Exactly the lines from the start of the data below through the line containing "- Test https://international.uiowa.ddev.site/news" must be returned, and no others.

*** Begin section ***

PR #5572, opened 2022-08-12
Feature: Articles page layout fix

### LINKED ISSUE #5542: SiteNow Articles Page Flex Adjustments
# Story

As a visitor to a SiteNow Articles view page with a large monthly archive, I don't have to scroll all the way to the bottom to see the pager.

https://international.uiowa.edu/news

# Proposed solution

- [ ] Adjust the flex styles on this page.

bspeare:
Resolves https://github.com/uiowa/uiowa/issues/5542. 

# How to test

- yarn workspace uids_base build`
- `ddev blt ds --site=international.uiowa.edu`
- Test https://international.uiowa.ddev.site/news against https://international.uiowa.edu/news.
- Test on a page without a pager like https://sandbox.uiowa.ddev.site/news
- Test browser breakpoints, shrink desktop slowly to mobile.

### DIFF
--- a/docroot/themes/custom/uids_base/scss/views/view-display-id-page_articles.scss
+++ b/docroot/themes/custom/uids_base/scss/views/view-display-id-page_articles.scss
@@ -2,48 +2,32 @@
 @import "uids3/assets/scss/_utilities.scss";
 
 .view-display-id-page_articles {
-  display: flex;
-  flex-wrap: wrap;
   @include margin($top: $lg);
-  .view-header {
-    width: 100%;
+  @include breakpoint(sm) {
+    display: grid;
+    grid-template-columns: repeat(3, 1fr);
+    grid-template-rows: repeat(3, 1fr);
+    grid-column-gap: 0px;
+    grid-row-gap: 0px;
   }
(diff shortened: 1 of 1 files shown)


cory-skeers:
The monthly archive feels a little scrunched (on large/desktop screens), particularly with longer month names (eg September). I'm not sure I would feel that way if I hadn't just recently looked at the current setup and noticed the difference.

image

Existing for comparison:
image

The RSS Feed also ends up alone on large/desktop screens (still down where the pager formerly sat). I'm fine with it being down there on its own, but wonder if others might want to see it brought up with the pager as well?

bspeare:
Thanks @cory-skeers!  I think your points are correct.  I've updated it to give the sidebar some more space and moved the feed back under the pager.

cory-skeers:
> Thanks @cory-skeers! I think your points are correct. I've updated it to give the sidebar some more space and moved the feed back under the pager.

Thanks! I'll check out the updates.

cory-skeers (approved):
Thanks for the extra updates @bspeare--this looks great!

*** End section ***

» **ANSWER SECTION**:
PR #5572, opened 2022-08-12
Feature: Articles page layout fix

### LINKED ISSUE #5542: SiteNow Articles Page Flex Adjustments
# Story

As a visitor to a SiteNow Articles view page with a large monthly archive, I don't have to scroll all the way to the bottom to see the pager.

https://international.uiowa.edu/news

# Proposed solution

- [ ] Adjust the flex styles on this page.

bspeare:
Resolves https://github.com/uiowa/uiowa/issues/5542. 

# How to test

- yarn workspace uids_base build`
- `ddev blt ds --site=international.uiowa.edu`
- Test https://international.uiowa.ddev.site/news against https://international.uiowa.edu/news.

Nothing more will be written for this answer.